Senior Whitney Holland has been involved with the Lowery-led Honduras trips for years and has been impacted greatly by her mission team leader, “Stan is a positive, welcoming and strong leader who puts the Lord first in all that he does while serving those around him.”
“We have many that fit this mold, but Stan Lowery is the epitome of what we vision a mission team leader to be,” says Mark Jent, Director of Missions Outreach. “He is heavily invested in relationships with his host partner. He is passionate about mentoring college students and helping them have a greater love for Jesus. Finally, without question he gears himself up to do it time and time again, year after year.”

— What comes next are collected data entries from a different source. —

PR #5668, opened 2023-04-07
Breaking changes to ext:dev:* commands

joehan:
### Description
Breaking changes to the ext:dev:* family of commands, as approved in go/firex-ext-dev-breaks

- Removes the extdev flag and makes these standard commands.
- Renames ext:dev:publish -> ext:dev:upload
- Moves ext:dev:extensions:delete to be a flagged behavior of ext:dev:deprecate
- Delete the ext:dev:emulators:* commands (deprecated in v11)
- Delete the ext:sources:create command 
- Delete the ext:dev:unpublish command (deprecated)

TODO:
- Replace all options: any with real types 
- Manual testing of ext:dev:deprecate


src/commands/index.ts
```diff
@@ -86,25 +86,14 @@ export function load(client: any): any {
...
-    client.ext.dev.delete = loadCommand("ext-dev-extension-delete");
-    client.ext.dev.usage = loadCommand("ext-dev-usage");
-  }
+  client.ext.dev = {};
+  client.ext.dev.init = loadCommand("ext-dev-init");
+  client.ext.dev.list = loadCommand("ext-dev-list");
+  client.ext.dev.register = loadCommand("ext-dev-register");
+  client.ext.dev.deprecate = loadCommand("ext-dev-deprecate");
+  client.ext.dev.undeprecate = loadCommand("ext-dev-undeprecate");
+  client.ext.dev.upload = loadCommand("ext-dev-upload");
```
apascal07, line 95: I think we wanted to keep the `:publish` alias?

src/commands/ext-install.ts
```diff
@@ -42,11 +41,8 @@ marked.setOptions({
  */
 export const command = new Command("ext:install [extensionName]")
   .description(
-    "install an official extension if [extensionName] or [extensionName@version] is provided; " +
-      (experiments.isEnabled("extdev")
-        ? "install a local extension if [localPathOrUrl] or [url#root] is provided; install a published extension (not authored by Firebase) if [publisherId/extensionId] is provided "
-        : "") +
-      "or run with `-i` to see all available extensions."
+    "add a published extension to firebase.json if [publisherId/extensionId] is provided;" +
```
apascal07, line 44: Do we want to keep "published" naming here or use "uploaded extension" since it can be any extension in the registry?

src/commands/ext-dev-deprecate.ts
```diff
@@ -4,77 +4,141 @@ import * as semver from "semver";
...
+  versionPredicate: string,
+  options: ExtDevDeprecateOptions
+) {
+  if (versionPredicate) {
+    throw new FirebaseError("");
+  }
+  const extRef = refs.toExtensionRef(extensionRef);
+  utils.logLabeledWarning(
+    logPrefix,
+    "If you delete this extension, developers won't be able to install it. " +
```
apascal07, line 118: Do we still allow reconfigures if the extension is deleted?

src/commands/ext-dev-deprecate.ts
```diff
@@ -4,77 +4,141 @@ import * as semver from "semver";
...
+      "For developers who currently have this extension installed, " +
+      "it will continue to run and will appear as unpublished when " +
+      "listed in the Firebase console or Firebase CLI."
```
apascal07, line 121: I would love to add a note here suggesting deprecating the extension instead.

src/commands/ext-dev-deprecate.ts
```diff
@@ -4,77 +4,141 @@ import * as semver from "semver";
...
+  );
+  utils.logLabeledWarning(
+    logPrefix,
+    "This is a permanent action" +
+      `Once deleted, you may never use the extension name '${clc.bold(extRef)}' again.`
```
apascal07, line 126: Nit: Can you refactor this string as a single literal? I think this might currently read "permanent actionOnce deleted".

src/commands/ext-dev-deprecate.ts
joehan: Not sure, though i suspect we do not as there won't be an extension version there to reconfigure with?

src/commands/ext-dev-deprecate.ts
```diff
@@ -4,77 +4,141 @@ import * as semver from "semver";
...
+  utils.logLabeledSuccess(logPrefix, "successfully deprecated extension version(s).");
+}
+
+async function deleteExt(
+  extensionRef: refs.Ref,
+  versionPredicate: string,
+  options: ExtDevDeprecateOptions
+) {
+  if (versionPredicate) {
+    throw new FirebaseError("");
```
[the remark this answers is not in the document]
joehan: Realized that this made more sense to just let users omit a version predicate if they want to affect all versions (for both deprecate and delete)

src/commands/ext-dev-deprecate.ts
```diff
@@ -4,77 +4,141 @@ import * as semver from "semver";
...
+  message: string;
+}
 
 /**
  * Deprecate all extension versions that match the version predicate.
  */
 export const command = new Command("ext:dev:deprecate <extensionRef> <versionPredicate>")
   .description("deprecate extension versions that match the version predicate")
   .option("-m, --message <deprecationMessage>", "deprecation message")
+  .option("-d, --delete", "delete the entire extension instead of deprecating it")
```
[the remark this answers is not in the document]
joehan: Done - though that wouldn't be a breaking change regardless

src/commands/ext-dev-deprecate.ts
```diff
@@ -4,77 +4,147 @@ import * as semver from "semver";
...
+  }
+  if (!publisherId || !extensionId) {
+    throw new FirebaseError(
+      `Error parsing publisher ID and extension ID from extension reference '${clc.bold(
+        refs.toExtensionRef(extensionRef)
+      )}'. Please use the format '${clc.bold("<publisherId>/<extensionId>")}'.`
+    );
+  }
+
+  // Error out if --delete and version predicate is provided
```
apascal07, line 70: Still outdated comment here I think?

src/commands/ext-dev-deprecate.ts
```diff
@@ -4,77 +4,147 @@ import * as semver from "semver";
...
+    })
+    .filter((extensionVersion) => {
+      if (extensionVersion.state === "DEPRECATED" && !options.force) {
+        return false;
       }
-    } else {
-      throw new FirebaseError("No extension versions matched the version predicate.");
+      const message =
+        extensionVersion.state === "DEPRECATED" ? ", will overwrite deprecation message" : "";
+      // TODO: Clean up usage of extensionVersion.state
```
apascal07, line 87: Curious, why?

src/commands/ext-dev-deprecate.ts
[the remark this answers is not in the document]
apascal07: Can you set a message on `FirebaseError`?

src/commands/index.ts
apascal07: Do we need `client.ext.dev.publish = loadCommand("ext-dev-publish");` here?

src/commands/ext-dev-deprecate.ts
joehan: Clarified this comment a bit - right now, it displays either "DEPRECATED" or "PUBLISHED", and the later does not align with our current terminology.

apascal07 (approved):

After nearly a decade of working at Hillsboro as the Church Life Minister, Lowery has embarked on a new chapter at his alma mater as he became the Director of Human Resources in September. As his career transitions from one ministry to the next, what will not change is his passion and leadership of this long-running Honduras Hillsboro effort each spring break. His wife, Anne, and their three sons, D.A, Nathan, and Ben accompany him on the Honduras trip, making it a full-fledged family effort. When asked about his wishes for the future of the trip, he still feels passionate and hopeful, saying, “We’ll keep building as long as the Mateo Church needs us. I don’t see an end in sight.”
Little did Stan Lowery know that when he received his diploma from Lipscomb over 20 years ago, that he would become one of the more dedicated alumni of the university by giving hundreds of hours each year to mentoring students as a volunteer by leading them into ministry in a country he had not yet stepped foot in. Little did he know then as a college student himself, that this generation would one day become his passion as he has encouraged college students by deepening their faith through serving others.